YOUR TASK |
Return every line from the listing where the word "reserved" occurs.
MATERIALS PROVIDED START
Issue #2914, opened 2021-03-12
When publishing a breaking change version, give me warnings about public API marked @deprecated


kevmoo:
When publishing a new breaking version (v1.x.y -> v2.0.0) – this is the time to remove cruft.

The pub client can checked to see if the version I'm publishing is breaking. It'd be a great time to flag the user about any existing `@deprecated` (or `@Deprecated(...)`) in the `lib` dir.

sigurdm:
We are considering this might work better as a lint. Then you get the warning before attempting to publish, and it can be ignored with `// ignore:` lines.

@pq does that make sense to you?
Where should the lint be reported? at the deprecation annotation or at the version number in the pubspec.

I don't think we have any other lints that take the version number into account.
Do we need to know about the previous version, or is it enough that the current version is a x.0.0, where x>=2 ?

sigurdm:
Created a lint: https://dart-review.googlesource.com/c/sdk/+/447580

pq:
SGTM!

/fyi @bwilkerson @srawlins

srawlins:
I think I like the idea. I'd like to specify it thoroughly before landing it though. (Once a lint rule is in the wild, it is _very_ hard to add to the reported cases (fixing "false negative" bugs.)

So, for each `@Deprecated` annotation, annotating an element:

* Don't report if we're not in a pub package with a version.
* Don't report if the annotated element is a private element (not a private field, class, unnamed extension, element in an unnamed extension, static element in a private class, etc. etc.). Public instance members of private classes can be considered public, as they may override elements of a public class.
* However, maybe don't report if the annotated element is an override. If we're overriding an element in an _outside class_, maybe declared in another package, then maybe we want to keep annotating the override.
* Don't report if the annotated element is not in the public API. We can't really calculate this, in the analyzer, yet. It requires scanning all public files in `lib` for exports. And it requires invalidating the information any time a change is made to such exports. For now, I guess we can just use `/lib`? If the thing-being-annotated is anywhere in `/lib`, including `/lib/src`, then call it public API.
[...]

PR #3959, opened 2023-06-28
Warn when publishing breaking release with deprecated members

sigurdm:
Fixes: https://github.com/dart-lang/pub/issues/2914

Open questions: 

* should this be a warning or a hint?
* is the syntactic analysis good enough, or should we do a resolution on the code?
* could this be implemented as a lint, that could then be added conditionally before running the `dart analyze` validation?

### DIFF
--- a/test/validator/breaking_with_deprecated_test.dart
+++ b/test/validator/breaking_with_deprecated_test.dart
@@ -1,0 +1,43 @@
+// Copyright (c) 2022, the Dart project authors.  Please see the AUTHORS file
+// for details. All rights reserved. Use of this source code is governed by a
+// BSD-style license that can be found in the LICENSE file.
+
+import 'package:test/test.dart';
+
+import '../descriptor.dart' as d;
+import '../test_pub.dart';
+import 'utils.dart';
+
+void main() {
+  test('should only warn when publishing a breaking release ', () async {
+    final server = await servePackages();
+    await d.dir(appPath, [
+      d.validPubspec(extras: {'version': '2.0.0'}),
+      d.file('LICENSE', 'Eh, do what you want.'),
+      d.file('README.md', "This package isn't real."),
+      d.file('CHANGELOG.md', '# 2.0.0\nFirst version\n'),
+      d.dir('lib', [
+        d.file(
+          'test_pkg.dart',
+          "@Deprecated('Stop using this please') int i = 1;",
+        ),
+        d.dir('src', [
+          d.file(
+            'support.dart',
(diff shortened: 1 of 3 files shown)


test/validator/breaking_with_deprecated_test.dart
```diff
@@ -0,0 +1,43 @@
...
+    final server = await servePackages();
+    await d.dir(appPath, [
+      d.validPubspec(extras: {'version': '2.0.0'}),
+      d.file('LICENSE', 'Eh, do what you want.'),
+      d.file('README.md', "This package isn't real."),
+      d.file('CHANGELOG.md', '# 2.0.0\nFirst version\n'),
+      d.dir('lib', [
+        d.file(
+          'test_pkg.dart',
+          "@Deprecated('Stop using this please') int i = 1;",
```
jonasfj, line 22: Why should this be a problem?

Yes, in theory a major version bump is a good opportunity to remove deprecated stuff.

But it's also entirely possible that my package contains multiple kinds of deprecated stuff, what if I want to keep sonme of the deprecated stuffs and remove other deprecated stuff.

In general, unless there is a pressing reason to remove something that's been deprecated, I would suggest not doing so.
You could do things like `/// @nodoc` in dartdoc documentation comments, to exclude the deprecated bits from documentation, so it doesn't pollute.

Would be nice if there was also a way to hide it from auto-completion.


---------------------------

Yes, in many cases it makes sense to cleanup when doing a major version bump, such that deprecated stuff disappears. But for large complex packages it's entirely possible that some deprecated stuff sticks around because it's low cost to keep, and removing it only causes friction.

sigurdm: Yeah - good points...

Maybe we can lower this to  a "hint"... I still think there is some value to extract here (the associated issue seems quite popular)...

sigurdm: WDYT @jonasfj ? Should we make this a hint or close the issue as wontfix?

jonasfj: I don't mind shipping it as a hint.

Are we sure this shouldn't just be a "lint" or diagnostic in the analyzer?
We run an analyzes run before publishing, right?

sigurdm: Hmm - maybe that would work...

@pq what do you say? Would we like to be linted not to have deprecated members if the version is `x.0.0` ?

sigurdm:
Closing in favor of https://dart-review.googlesource.com/c/sdk/+/447580

PR #3862, opened 2023-04-05
Don't extend something which should be an interface.

lrhn:
These classes should preferably be interface classes.

PR #3976, opened 2023-07-25
Update tar

simolus3:
Rolls tar to `1.0.0`. The changes in that package mostly consist of adding class modifiers and a few `unawaited()` markers. `TarFormat` has been changed to distinguish between fully known formats and combinations the reader is still working out, but those aren't used by pub.

So I think pub shouldn't be affected by those changes, but as usual I've pushed a version of the `extract_all_pub_dev.dart` script that compares the two versions [in my fork](https://github.com/simolus3/pub/tree/compare-tars) on the `compare-tars` branch.

---

- [X] I’ve reviewed the contributor guide and applied the relevant portions to this PR.

<details>

- Most changes should add an entry to the changelog and may need to [rev the pubspec package version](https://github.com/dart-lang/sdk/wiki/External-Package-Maintenance#making-a-change).

</details>

### DIFF
--- a/lib/src/third_party/tar/CHANGELOG.md
+++ b/lib/src/third_party/tar/CHANGELOG.md
@@ -1,3 +1,7 @@
+## 1.0.1
+
+- Fix an incompatibility with Dart 3.1.
+
 ## 1.0.0
 
 - __Breaking__ Add class modifiers where applicable.
--- a/lib/src/third_party/tar/lib/src/writer.dart
+++ b/lib/src/third_party/tar/lib/src/writer.dart
@@ -156,7 +156,7 @@ enum OutputFormat {
   gnuLongName,
 }
 
-final class _WritingSink extends StreamSink<TarEntry> {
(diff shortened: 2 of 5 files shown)


simolus3:
I think it's a bit unfortunate that pub has diverged from the upstream tar package in #3862. I get that it was probably urgent to fix, but it would be nice if I at least get notified when I need to make a fix in tar to support upcoming Dart versions. All tar versions blow 1.0.1 will be broken with the next stable Dart release, and I could have known this months ago...

Either way, the vendored copy is now in sync with the upstream package again and it seems to be working.

sigurdm:
> I get that it was probably urgent to fix, but it would be nice if I at least get notified when I need to make a fix in tar to support upcoming Dart versions.

Sorry - I think this fix was landed without noticing that the library was vendored.

sigurdm (approved):

sigurdm:
Thanks!

PR #3984, opened 2023-08-13
Update Dart spec reserved words

parlough:
Also switches to a set, since only `.contains` is called on the collection. These results are verified for new packages on pub.dev and this updates the local verification to match that.

Updated from https://github.com/dart-lang/pub-dev/blob/master/pkg/pub_package_reader/lib/src/names.dart which is generated from https://github.com/dart-lang/sdk/blob/main/tools/spec_parser/Dart.g.


sigurdm (approved):

sigurdm (approved):
Nice - thanks!

PR #514, opened 2022-11-16
feat: add v2 expected config hash endpoint

mikefero:
This feature adds created_at and updated_at fields to the GetHashResponse message while ensuring the older v1 endpoint functionality remains intact; however deprecated. These additional fields can be used in combination with the node status fields to get a more complete picture of the syncing process between the control plane and its connected data planes.

#### v1

```json
{
    "expected_hash": "1f74d9c7023b53991f74d9c7023b5399"
}
```

#### v2

```json
{
    "item": {
        "created_at": 1668562104,
        "expected_hash": "1f74d9c7023b53991f74d9c7023b5399",
        "updated_at": 1668633461
    }
}
```


internal/server/admin/handler.go
```diff
@@ -323,7 +339,7 @@ func RegisterAdminService(server *grpc.Server, opts HandlerOpts) {
 	v1.RegisterTargetServiceServer(server, services.target)
 	v1.RegisterSchemasServiceServer(server, services.schemas)
 	v1.RegisterNodeServiceServer(server, services.node)
-	v1.RegisterStatusServiceServer(server, services.status)
+	v1.RegisterStatusServiceServer(server, services.statusV1)
```
GGabriele, line 342: Don't we need to register `services.statusV2` as well?

mikefero: Good catch!

mikefero: Small change request so I force pushed the change.

GGabriele (approved):

PR #515, opened 2022-11-17
feat: custom error message and code for rate-limiting

omegabytes:
Adds user-configurable error_code and error_message fields to the rate-limiting plugin for v3.1^.

### DIFF
--- a/internal/test/e2e/plugins.go
+++ b/internal/test/e2e/plugins.go
@@ -279,6 +279,8 @@ var VersionCompatibilityOSSPluginConfigurationTests = []VersionCompatibilityPlug
 		ConfigureForService: true,
 		ConfigureForRoute:   true,
 	},
+	// DP < 3.1:
+	//   - remove 'error_code', 'error_message'
 	{
 		Name: "rate-limiting",
 		Config: `{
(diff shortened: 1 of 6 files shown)


aboudreault:
ref: https://github.com/Kong/kong/pull/8930

internal/test/e2e/plugins.go
```diff
@@ -279,6 +279,8 @@ var VersionCompatibilityOSSPluginConfigurationTests = []VersionCompatibilityPlug
 		ConfigureForService: true,
 		ConfigureForRoute:   true,
 	},
+	// DP < 3.1:
```
GGabriele, line 282: While you are at it, would you mind documenting the expected changes for older DPs too? Like that `redis_*` fields are removed for DP < 2.7 etc

aboudreault:
LGTM Alex, let's wait for another approval to make sure I am not missing something.

internal/test/e2e/plugins.go
omegabytes: [cfa8dd2](https://github.com/Kong/koko/pull/515/commits/cfa8dd288786e9cb4951be2d4f6a3e007e9e5a62)

Also noticed that `redis_password` is not being removed? https://github.com/Kong/koko/blob/69228016c6c464471b8ea53bb5426677e073f2ff/internal/server/kong/ws/config/compat/compatibility_table.go#L382-L398

aboudreault: that seems correct. `redis_password` was added in a previous kong version. ref: https://github.com/Kong/kong/pull/8032

GGabriele (approved):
MATERIALS PROVIDED END
RESPONSE AREA |
+// for details. All rights reserved. Use of this source code is governed by a
Update Dart spec reserved words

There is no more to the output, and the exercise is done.